(YOUR TASK): Copy out the data line by line exactly, from its start to the line bearing "### LINKED ISSUE", inclusive.

[Saved entries]
PR #611, opened 2017-10-04
Rewrite the "make an assertion" introduction to clarify how get() works.

### LINKED ISSUE #566: How should the browser handle CredentialMediationRequirement for public key credentials?
`CredentialRequestOptions` in webauthn extends `CredentialRequestOptions` from CredMan.  I'm reproducing it below for easy reference:

```
dictionary CredentialRequestOptions {
  CredentialMediationRequirement mediation = "optional";
};

enum CredentialMediationRequirement {
  "silent",
  "optional",
  "required"
};
```

I'm not sure how a WebAuthn implementation should handle the mediation parameter.  It is not referenced at all in the WebAuthn spec.  We should clarify this.

jyasskin:
Fixes #566.

I hope this makes things easier to understand.

***
[Preview](https://s3.amazonaws.com/pr-preview/jyasskin/webauthn/clarify-get-flow.html#getAssertion) | [Diff](https://s3.amazonaws.com/pr-preview/w3c/webauthn/997e749...jyasskin:9ed6734.html)

### DIFF
--- a/index.bs
+++ b/index.bs
@@ -98,6 +98,7 @@ spec: mixed-content; urlPrefix: www.w3.org/TR/mixed-content/
 </pre> <!-- class=anchors -->
 
 <pre class="link-defaults">
+spec:credential-management; type:dfn; text:credentials
 spec:html; type:dfn; for:environment settings object; text:global object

(RESPONSE TO THE EXERCISE):
PR #611, opened 2017-10-04
Rewrite the "make an assertion" introduction to clarify how get() works.

### LINKED ISSUE #566: How should the browser handle CredentialMediationRequirement for public key credentials?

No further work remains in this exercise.